§ WHAT TO WORK ON: I need all of the entries printed exactly.

§ SUPPLIED DATA:
PR #11801, opened 2020-07-07
fix: handle block-level function declaration (#10046)

### LINKED ISSUE #10046: plugin-transform-block-scoping renames function declaration
## Bug Report

**Current Behavior**
@babel/plugin-transform-block-scoping (and maybe some other plugin in preset-env) incorrectly renames a FunctionDeclaration in a nested block even though it should behave like a `var` declaration.

**Input Code**
[REPL](https://babeljs.io/repl#?babili=false&browsers=%3E%202%25&build=&builtIns=false&spec=false&loose=true&code_lz=JYMwFALgTgrgpgSgAQG8BQSkhgOwMYTAD2OSsOYy6mmUcEMUpAqsDhABwCCUUAhgE8AdCChEAtmADaARgA0SAEwKAzAF0EAbgxIAvmn1ps-QiSQQ4AZwiVUOugyZlclbYbwlLRADZwh3ogBzSCsbBC00IA&debug=false&forceAllTransforms=false&shippedProposals=false&circleciRepo=&evaluate=false&fileSize=false&timeTravel=false&sourceType=module&lineWrap=false&presets=&prettier=false&targets=Node-8&version=7.4.5&externalPlugins=%40babel%2Fplugin-transform-block-scoping%407.4.4)

```js
if(true) {
  function run() {
    return true;
  }
}

function test() {
  return run();
}
```

*Note*: turning `function run() {` into `var run = function() {` behaves correctly.

**Expected behavior/code**
Same as Input

**Actual output**
```js
if (true) {
  function _run() { // <-------
    return true;
  }
}

function test() {
  return run();
}
```

```js
{
  "plugins": ["@babel/plugin-transform-block-scoping"]
}
```

or
```js
{
}
```

**Environment**
- Babel version(s): 7.4.0
- Node/npm version: Node 10
- OS: macOS
- Monorepo: -
- How you are using Babel: via babel-core

vitorveiga:
| Fixed Issues?            | Fixes #10046, resolves #10050 
| Documentation PR Link    | 

<a href="https://gitpod.io/#https://github.com/babel/babel/pull/11801"></a>


vitorveiga:
Hello. 

@JLHwung did you have a chance to review this PR? 

Best Regards

JLHwung (changes requested):
I think it suffices to check if the following conditions are both `true`.

1) `binding.kind` is "hoisted"
2) `key` is not defined in parent scope

<details>

```js
const binding = scope.getOwnBinding(key);
if (binding) {
  if (binding.kind === "hoisted" && !scope.parent.hasOwnBinding(key)) {
    continue;
  }
  scope.rename(ref.name);
}

```
</details>

The first condition is actually a shortcut for `(binding && binding.path && !binding.path.isFunctionDeclaration())`. As of the second condition, we don't have to check `isVar` because the fact that it is one of `letRefs` implies there must be a `let`/`const` binding in current scope chain. Since the `binding.kind` is `"hoisted"`, it _must_ be defined in upper scope so we can simply check whether an upper scope own a binding named as `key`.

vitorveiga:
Thanks for your review :)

§ TASK ANSWER:
PR #11801, opened 2020-07-07
fix: handle block-level function declaration (#10046)

### LINKED ISSUE #10046: plugin-transform-block-scoping renames function declaration
## Bug Report

**Current Behavior**
@babel/plugin-transform-block-scoping (and maybe some other plugin in preset-env) incorrectly renames a FunctionDeclaration in a nested block even though it should behave like a `var` declaration.

**Input Code**
[REPL](https://babeljs.io/repl#?babili=false&browsers=%3E%202%25&build=&builtIns=false&spec=false&loose=true&code_lz=JYMwFALgTgrgpgSgAQG8BQSkhgOwMYTAD2OSsOYy6mmUcEMUpAqsDhABwCCUUAhgE8AdCChEAtmADaARgA0SAEwKAzAF0EAbgxIAvmn1ps-QiSQQ4AZwiVUOugyZlclbYbwlLRADZwh3ogBzSCsbBC00IA&debug=false&forceAllTransforms=false&shippedProposals=false&circleciRepo=&evaluate=false&fileSize=false&timeTravel=false&sourceType=module&lineWrap=false&presets=&prettier=false&targets=Node-8&version=7.4.5&externalPlugins=%40babel%2Fplugin-transform-block-scoping%407.4.4)

```js
if(true) {
  function run() {
    return true;
  }
}

function test() {
  return run();
}
```

*Note*: turning `function run() {` into `var run = function() {` behaves correctly.

**Expected behavior/code**
Same as Input

**Actual output**
```js
if (true) {
  function _run() { // <-------
    return true;
  }
}

function test() {
  return run();
}
```

```js
{
  "plugins": ["@babel/plugin-transform-block-scoping"]
}
```

or
```js
{
}
```

**Environment**
- Babel version(s): 7.4.0
- Node/npm version: Node 10
- OS: macOS
- Monorepo: -
- How you are using Babel: via babel-core

vitorveiga:
| Fixed Issues?            | Fixes #10046, resolves #10050 
| Documentation PR Link    | 

<a href="https://gitpod.io/#https://github.com/babel/babel/pull/11801"></a>


vitorveiga:
Hello. 

@JLHwung did you have a chance to review this PR? 

Best Regards

JLHwung (changes requested):
I think it suffices to check if the following conditions are both `true`.

1) `binding.kind` is "hoisted"
2) `key` is not defined in parent scope

<details>

```js
const binding = scope.getOwnBinding(key);
if (binding) {
  if (binding.kind === "hoisted" && !scope.parent.hasOwnBinding(key)) {
    continue;
  }
  scope.rename(ref.name);
}

```
</details>

The first condition is actually a shortcut for `(binding && binding.path && !binding.path.isFunctionDeclaration())`. As of the second condition, we don't have to check `isVar` because the fact that it is one of `letRefs` implies there must be a `let`/`const` binding in current scope chain. Since the `binding.kind` is `"hoisted"`, it _must_ be defined in upper scope so we can simply check whether an upper scope own a binding named as `key`.

vitorveiga:
Thanks for your review :)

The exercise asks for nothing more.